Directions for this task:
Please copy the lines below exactly, from the first one through the line showing "When consuming this".

== Segment start ==

PR #28, opened 2020-12-18
SSC-105 Updated styles from css file, simplified booleans

chris-boyle-selectquote:
When consuming this component none of the css file was packaged up into it.  I have changed to use makeStyles to have the css applied to the component. 

Also removed the stepper component if we only have one step.


SeanGroff (approved):
LGTM!
Bundling CSS is something I want to get away from when shipping library code.

Issue #38, opened 2020-12-23
SQFormAutoComplete resets form state on blur


chris-boyle-sq:
After selecting a value in the autocomplete field the rest of the fields that were validated are reset.  This causes required fields that were filled in to now show as needing to be touched again to be valid.   This is affecting all consumers of the SQFormAutoComplete component (dialog forms and forms). 

Steps to reproduce
Update the SQForm basic form example to have `isRequired={true}` on every field. 
Fill out the fields and when you get to the autocomplete field take not of all the validated fields with the green check mark.  
After leaving the auto complete field all fields that were validated will have their state reset to their initial state value.

Loom: https://www.loom.com/share/d7f51ceb423b45ed802851ca693f64af

chris-boyle-sq:
I am going to start digging into this since it is currently blocking me.

SeanGroff:
I've noticed this as well. Certainly a bug.

PR #42, opened 2020-12-29
fix: 🐛 Fixed onBlur event for autocomplete and touched fields SQAH-1268

chris-boyle-sq:
✅ Closes: #38

Spreading the touched fields with the autocomplete touched field so that we don't overwrite the existing touched fields.

Loom shows the existing bug and fix.
Loom: https://www.loom.com/share/38621828a71246e9889085446241b58a


atash-sq (approved):

SeanGroff (approved):
Thanks for the fix!

Issue #43, opened 2020-12-30
SQFormAutocomplete should be able to have a default value


20BBrown14:
Currently it doesn't seem like SQFormAutocomplete fields allow for a default value. Like other types of inputs, this input should use the initial values passed to the form, via formik, and show a default value. If no value is provided or selected a `- -` should be shown instead.

chris-boyle-sq:
I have some time to pick this up.

PR #46, opened 2020-12-31
fix: 🐛 Allow default value to be used in autocomplete component SSC-106

chris-boyle-sq:
✅ Closes: #43

We can now pass a default value to the autocomplete component.  It also sets the touched property to true so the field shows as valid and not still required.

Loom: https://www.loom.com/share/6c16a4ca15364c6f9871b953d0a0a994

### DIFF
--- a/src/components/SQForm/SQFormAutocomplete.js
+++ b/src/components/SQForm/SQFormAutocomplete.js
@@ -105,9 +105,6 @@ function SQFormAutocomplete({
 
   const initialValue = children.find(option => {
     if (option.value === value) {
-      if (!touched.hasOwnProperty(name)) {
-        setTouched({...touched, ...{[name]: true}});
-      }
       return option;
     }
     return null;
--- a/src/components/SQForm/SQFormAutocomplete.js
+++ b/src/components/SQForm/SQFormAutocomplete.js
@@ -102,6 +102,17 @@ function SQFormAutocomplete({
     name,
     isRequired
   });
+
+  const initialValue = children.find(option => {
+    if (option.value === value) {
+      if (!touched.hasOwnProperty(name)) {
+        setTouched({...touched, ...{[name]: true}});
+      }
+      return option;
+    }
+    return null;
+  });
+
   const [inputValue, setInputValue] = React.useState('');
   const prevValue = usePrevious(value);
 
@@ -150,6 +161,7 @@ function SQFormAutocomplete({
         onChange={handleAutocompleteChange}
         onInputChange={handleInputChange}
         inputValue={inputValue}
+        value={initialValue}
         getOptionLabel={option => option.label}
         renderInput={params => {
           return (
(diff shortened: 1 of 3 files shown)


lucas-homer (approved):
lgtm! thanks for taking care of this

20BBrown14 (approved):
🔥

SeanGroff (commented):
Making the field dirty when it hasn't actually been touched to make the required field fulfilled is going to make the form submit button enabled even though no real form changes have been made. See the useFormButton.js file. 

I think we might have to address the required fulfillment in the useSQForm.js file instead.

SeanGroff:
Instead of marking the field as touched can we try changing this line in useForm.js

```javascript
 const isFieldRequired = !isTouched && isRequired;
```

to

```javascript
 const isFieldRequired = !isTouched && isRequired && !value;
```

Sorry I'm on mobile or I'd be less lazy and give this a try myself.

chris-boyle-sq:
@SeanGroff that will work and not show the Required message but also not set the field as touched so the Submit button is not enabled.  
image

SeanGroff:
Admittedly this is tricky to get right. 

To me, this should be the expected behavior. 

Do we have a prod example where we need to populate an auto complete field with a default value then submit that to the database?

The general pattern is default to - - unless this field was previously submitted, then default it to the previously submitted value. 
 
If we populate an auto complete field with a value. That means that is the value previously submitted. Since there's no new changes to submit,the enable button should be disabled because there's no new changes to submit.

SeanGroff:
To be clear, we don't want to lie to the form and mark a field as touched when the user hasn't touched it. 

This issue IMO is a separate issue not specific to just the autocomplete field where we need to change how we are calculating the required, error and fulfilled states in useForm.js. 

Without deeply testing this, my initial assumption is to use `value` instead of `touched` to calculate these values.

I thought there's an issue filed for this but I need to double check. I can focus on this Monday to unblock this PR. 

I think this PR is solid if we remove the logic to mark the field as touched and handle the fulfilled state in a separate issue.

chris-boyle-sq:
> Admittedly this is tricky to get right.
> 
> To me, this should be the expected behavior.
> 
> Do we have a prod example where we need to populate an auto complete field with a default value then submit that to the database?
> 
> The general pattern is default to - - unless this field was previously submitted, then default it to the previously submitted value.
> 
> If we populate an auto complete field with a value. That means that is the value previously submitted. Since there's no new changes to submit,the enable button should be disabled because there's no new changes to submit.

Yes I agree with you.  The scenario we ran into is when we Pull up a form that was previously submitted.  The form is an "Edit" form but I think with the changes you suggested we get the right state for this autocomplete component.  I believe this is good to go now.  We can talk more on Monday if you want.

SeanGroff (approved):
All work to fix the bug for this issue is fulfilled.
The behavior of the isRequired indicator and submit button is outside the scope of this PR and will be addressed in issue #47

Issue #45, opened 2020-12-30
SQFormTextField and SQFormTextArea have optional type Prop


20BBrown14:
Curious on what people's thoughts are on having a `type` prop for [SQFormTextField](https://github.com/SelectQuoteLabs/SQForm/blob/master/src/components/SQForm/SQFormTextField.js#L50) and [SQFormTextArea](https://github.com/SelectQuoteLabs/SQForm/blob/master/src/components/SQForm/SQFormTextarea.js) so the consumer can define their own type on the [MUI TextField](https://material-ui.com/api/text-field/).

Valid html types: https://developer.mozilla.org/en-US/docs/Web/HTML/Element/input#Form_%3Cinput%3E_types

I'm thinking that mainly this would be good so we can provide a `number` type and get some of the HTML5 validation stuff. We could limit it to certain types if we wanted and of course we could default to Text.

PR #49, opened 2021-01-04
feat: 🎸 Allow text fields HTML5 types

20BBrown14:
Allow a HTML5 types to be supplied to SQForm text fields

You can now pass a string for prop `type` to give the the input under SQFormTextField a HTML5 input type

✅ Closes: #45

Loom: https://www.loom.com/share/cc3f1322e3e44ea385f1b978f1bcc935

### DIFF
--- a/src/components/SQForm/SQFormTextField.js
+++ b/src/components/SQForm/SQFormTextField.js
@@ -16,7 +16,8 @@ function SQFormTextField({
   onBlur,
   onChange,
   startAdornment,
-  endAdornment
+  endAdornment,
+  type = 'text'
 }) {
   const {
     formikField: {field},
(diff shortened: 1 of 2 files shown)


SeanGroff (changes requested):
Love it! Can you remove the `package-lock.json` file from this PR since no changes occurred to the package.json dependencies?

lucas-homer (approved):

20BBrown14:
> Love it! Can you remove the `package-lock.json` file from this PR since no changes occurred to the package.json dependencies?

Done and dusted

SeanGroff (approved):

chris-boyle-sq:
We should really advertise this one better in the documentation.  Otherwise people won't know about it and they will create some custom schema validation tests like I did.  I think this is the better way though!

Issue #50, opened 2021-01-04
Create a .nvmrc to specify the Node version for this project


SeanGroff:
The version should be version 14.15.4 (Node LTS)

SeanGroff:
I'll grab this and knock it out real quick

PR #51, opened 2021-01-04
chore: 🤖 Specifies a Node version using a .nvmrc file

SeanGroff:
✅ Closes: #50

Since we aren't using Docker to control the Node version we now use the next best thing. NVM

Updated the Readme to include Local Dev initial setup steps.


chris-boyle-sq (approved):

.nvmrc
```diff
@@ -0,0 +1 @@
+14.15.4
```
20BBrown14, line 1: Should we do `lts/fermium` to ensure we're getting the latest versions?

https://nodejs.org/en/about/releases/

SeanGroff: We should!

20BBrown14 (approved):

PR #55, opened 2021-01-06
feat: 🎸 allow passthrough of props to mui field children

caleboleary:
✅ Closes: 54

I omitted buttons and non-mui field types. My immediate use case for this will be autofocus on a text input in modal.

### DIFF
--- a/src/components/SQForm/SQFormCheckbox.js
+++ b/src/components/SQForm/SQFormCheckbox.js
@@ -11,7 +11,8 @@ function SQFormCheckbox({
   label,
   name,
   onChange,
-  size = 'auto'
+  size = 'auto',
+  muiFieldProps = {}
 }) {
   const {
     formikField: {field},
@@ -32,6 +33,7 @@ function SQFormCheckbox({
             disabled={isDisabled}
             name={name}
             onChange={handleChange}
+            {...muiFieldProps}
           />
         }
         label={label}
@@ -50,7 +52,9 @@ SQFormCheckbox.propTypes = {
   /** Custom onChange event callback */
   onChange: PropTypes.func,
   /** Size of the input given full-width is 12. */
-  size: PropTypes.oneOf(['auto', 1, 2, 3, 4, 5, 6, 7, 8, 9, 10, 11, 12])
+  size: PropTypes.oneOf(['auto', 1, 2, 3, 4, 5, 6, 7, 8, 9, 10, 11, 12]),
+  /** Any valid prop for material ui child component - https://material-ui.com/  */
+  muiFieldProps: PropTypes.object
 };
 
 export default SQFormCheckbox;
--- a/src/components/SQForm/SQFormCheckbox.js
+++ b/src/components/SQForm/SQFormCheckbox.js
@@ -53,7 +53,7 @@ SQFormCheckbox.propTypes = {
   onChange: PropTypes.func,
   /** Size of the input given full-width is 12. */
   size: PropTypes.oneOf(['auto', 1, 2, 3, 4, 5, 6, 7, 8, 9, 10, 11, 12]),
-  /** Any valid prop for material ui child component - https://material-ui.com/  */
+  /** Any valid prop for material ui checkbox child component - https://material-ui.com/api/checkbox/#props */
   muiFieldProps: PropTypes.object
 };
 
--- a/src/components/SQForm/SQFormDatePicker.js
+++ b/src/components/SQForm/SQFormDatePicker.js
@@ -24,7 +24,8 @@ function SQFormDatePicker({
   isRequired = false,
   placeholder = '',
   onBlur,
-  onChange
+  onChange,
+  muiFieldProps = {}
 }) {
   const {
     formikField: {field, helpers},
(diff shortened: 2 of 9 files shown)


SeanGroff:
@caleboleary Can you edit one of the form stories in Storybook to show autofocus working?
That will not only prove the new prop `muiFieldProps` works but also give a great example to devs who need an example of what should be a common UI need.

Code itself LGTM! 🚀

Chris-Boyle:
With using a MUI specific prop like this we are increasing the cognitive load for consumers and now expecting them to know all about muiFieldProps.  The alternative would be just adding a simple autoFocus prop that almost needs no explanation.  We want to keep our APIs as simple as possible to make them fail proof. I just wonder if we are doing that here.  The link in the proptypes should also be more specific.

caleboleary:
> With using a MUI specific prop like this we are increasing the cognitive load for consumers and now expecting them to know all about muiFieldProps. The alternative would be just adding a simple autoFocus prop that almost needs no explanation. We want to keep our APIs as simple as possible to make them fail proof and easy to quickly consume. I just wonder if we are doing that here. The link in the proptypes should also be more specific.

I think an autofocus option would be good too, but as a consumer of this lib, I also want more control when I need it, and would prefer not to have to do another PR if I find I need another MUI prop. 

What about exposing both `autofocus` and `muiFieldProps`? That caters to both kinds of consumers (those who want simple and those who want more control).

Also, yeah I can add more relevant links to the different field types per file.

Chris-Boyle:
@caleboleary  If we can add documentation and some examples of using the muiFieldProps that may be best.  I am OK with just using muiFieldProps and not autoFocus too.  I just don't think the idea of this library is to have people dig through documentation in another library.  We should have the necessary documentation for the components in a concise manner to make consumption quick and painless.

caleboleary:
@Chris-Boyle 

Sounds good to me. I'll update the proptype comments to go to relevant component mui pages, and will add a storybook story that shows off autofocus. Update coming shortly.

SeanGroff:
> With using a MUI specific prop like this we are increasing the cognitive load for consumers and now expecting them to know all about muiFieldProps. The alternative would be just adding a simple autoFocus prop that almost needs no explanation. We want to keep our APIs as simple as possible to make them fail proof and easy to quickly consume. I just wonder if we are doing that here. The link in the proptypes should also be more specific.

I'm glad this was mentioned. 
This is the very reason `{...props}` should be avoided at all costs. It provides zero intent of what it and how the component should be used.

What we have to balance in our component props API is API simplicity vs total functionality.
I believe our current props API for let's say the Textfield strikes a good balance of declaring the props for the 80% use case of that component. Maybe the need never comes up for the other 20%, which is why we shouldn't preemptively add a prop like `muiFieldProps` initially. 

In most (probably all but won't go that far) of our apps we don't use the autoFocus property or call for it to be used in the UI. 

Since autoFocus then becomes part of the 20% (the rarely or much less used props) we don't want to add another prop to our props API but we do want to provide an escape hatch for the less commonly used functionality. 

By including `muiFieldProps` instead of `{...props}` we are at least lowering the scope of what we do with this prop to the documented props from MUI.

We could go a step further and specify the accepted props in our prop-type but then we have to manage this with any prop additions to the MUI library.

caleboleary:
https://www.loom.com/share/78a6ccd7e0f74b11a70b27d66b50b085 autofocus story loom

SeanGroff:
> > With using a MUI specific prop like this we are increasing the cognitive load for consumers and now expecting them to know all about muiFieldProps. The alternative would be just adding a simple autoFocus prop that almost needs no explanation. We want to keep our APIs as simple as possible to make them fail proof and easy to quickly consume. I just wonder if we are doing that here. The link in the proptypes should also be more specific.
> 
> I'm glad this was mentioned.
> This is the very reason `{...props}` should be avoided at all costs. It provides zero intent of what it and how the component should be used.
> 
> What we have to balance in our component props API is API simplicity vs total functionality.
> I believe our current props API for let's say the Textfield strikes a good balance of declaring the props for the 80% use case of that component. Maybe the need never comes up for the other 20%, which is why we shouldn't preemptively add a prop like `muiFieldProps` initially.
> 
> In most (probably all but won't go that far) of our apps we don't use the autoFocus property or call for it to be used in the UI.
> 
> Since autoFocus then becomes part of the 20% (the rarely or much less used props) we don't want to add another prop to our props API but we do want to provide an escape hatch for the less commonly used functionality.
> 
> By including `muiFieldProps` instead of `{...props}` we are at least lowering the scope of what we do with this prop to the documented props from MUI.
> 
> We could go a step further and specify the accepted props in our prop-type but then we have to manage this with any prop additions to the MUI library.

One more point to make. If we become better about utilizing autoFocus in our UI's and it becomes part of the 80% commonly used props, we should add autoFocus as its own prop at that time. (While still keeping the escape hatch)

SeanGroff (approved):
Thanks for going to extra mile to do this across all components @caleboleary 🥇

Chris-Boyle (approved):

SeanGroff (approved):

Issue #53, opened 2021-01-04
update multi select to accept onChange handler


ghost:
Currently most of our components have an onChange prop that can be passed but the multiselect component does not.  We would like to have an onChange handler so we can conditionally show/hide other fields in the form based on what options are selected in the multi-select component.

Chris-Boyle:
I can start looking at this.

PR #62, opened 2021-01-11
feat: 🎸 Added onChange handler to multiselect component SSC-107

Chris-Boyle:
✅ Closes: #53

Added ability for consumer to pass onChange method.

Loom: https://www.loom.com/share/60d6eebb6f8a485395a9d0f66d858ac0

### DIFF
--- a/src/components/SQForm/SQFormMultiSelect.js
+++ b/src/components/SQForm/SQFormMultiSelect.js
@@ -60,10 +60,9 @@ function SQFormMultiSelect({
   const {
     formikField: {field},
     fieldState: {isFieldError},
-    fieldHelpers: {handleBlur, handleChange, HelperTextComponent}
+    fieldHelpers: {handleBlur, HelperTextComponent}
   } = useForm({
     name,
-    onChange,
     isRequired
   });
 
@@ -102,6 +101,7 @@ function SQFormMultiSelect({
     );
 
     setFieldValue(name, values);
+    onChange && onChange(value);
   };
 
   const toggleTooltip = () => {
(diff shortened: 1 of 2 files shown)


src/components/SQForm/SQFormMultiSelect.js
```diff
@@ -137,7 +139,7 @@ function SQFormMultiSelect({
           input={<Input disabled={isDisabled} name={name} />}
           value={field.value}
           onBlur={handleBlur}
-          onChange={handleMultiSelectChange}
+          onChange={handleMultiSelectChange && handleChange}
```
20BBrown14, line 142: With this change `handleMultiSelectChange` will never get called, right? Maybe I'm missing something.

SeanGroff: If we add a custom `onChange` prop to this component we want the original `handleMultiSelectChange` method to be called. Then if an `onChange` method is passed to the component, call it after the `handleMultiSelectChange` method has executed.

This component is imperatively calling setFieldValue already so I believe we wouldn't use the `handleChange` help method like we would in fields that are provided a single value.

I think what we need to do here is after `setFieldValue(name, values);` is called, add a new line with `onChange && onChange(value);`

Chris-Boyle: Good call.  Overlooked that by trying to use the useForm hook.  @SeanGroff and @20BBrown14 I have updated the code.
image

20BBrown14 (approved):

SeanGroff (approved):
LGTM nice work @Chris-Boyle 🤘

== Segment end ==

Task answer:
PR #28, opened 2020-12-18
SSC-105 Updated styles from css file, simplified booleans

chris-boyle-selectquote:
When consuming this component none of the css file was packaged up into it.  I have changed to use makeStyles to have the css applied to the component. 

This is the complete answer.